··· DATA RECORDS ···
PR #251, opened 2015-11-03
Fix 500 if backend fails during implicit creation on default bucket (fixes #236)

### LINKED ISSUE #236: 500 instead of 503 when storage backend fails with default bucket
Currently we do not catch a potential backend error when creating the implicit objects. And we use a reference to `bucket` and `collection` in the `finally` close...

```
  File "/home/travis/build/Kinto/kinto/kinto/views/buckets.py", line 155, in default_bucket
    create_collection(request, bucket_id)
  File "/home/travis/build/Kinto/kinto/kinto/views/buckets.py", line 123, in create_collection
    already_created[collection_uri] = collection
UnboundLocalError: local variable 'collection' referenced before assignment;
```

leplatrem:
@Natim r?

### DIFF
--- a/CHANGELOG.rst
+++ b/CHANGELOG.rst
@@ -11,6 +11,11 @@ This document describes changes between each past release.
 
 - Add a Kinto command for start and migrate operation (#129)
 
+**Bug fixes**
+
+- Fix 500 error response (instead of 503) when storage backend fails during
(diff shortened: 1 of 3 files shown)


leplatrem:
Tests fail because of #252

Natim:
r+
···
ASSIGNMENT: Output every record without changing any wording.

RESULT:
PR #251, opened 2015-11-03
Fix 500 if backend fails during implicit creation on default bucket (fixes #236)

### LINKED ISSUE #236: 500 instead of 503 when storage backend fails with default bucket
Currently we do not catch a potential backend error when creating the implicit objects. And we use a reference to `bucket` and `collection` in the `finally` close...

```
  File "/home/travis/build/Kinto/kinto/kinto/views/buckets.py", line 155, in default_bucket
    create_collection(request, bucket_id)
  File "/home/travis/build/Kinto/kinto/kinto/views/buckets.py", line 123, in create_collection
    already_created[collection_uri] = collection
UnboundLocalError: local variable 'collection' referenced before assignment;
```

leplatrem:
@Natim r?

### DIFF
--- a/CHANGELOG.rst
+++ b/CHANGELOG.rst
@@ -11,6 +11,11 @@ This document describes changes between each past release.
 
 - Add a Kinto command for start and migrate operation (#129)
 
+**Bug fixes**
+
+- Fix 500 error response (instead of 503) when storage backend fails during
(diff shortened: 1 of 3 files shown)


leplatrem:
Tests fail because of #252

Natim:
r+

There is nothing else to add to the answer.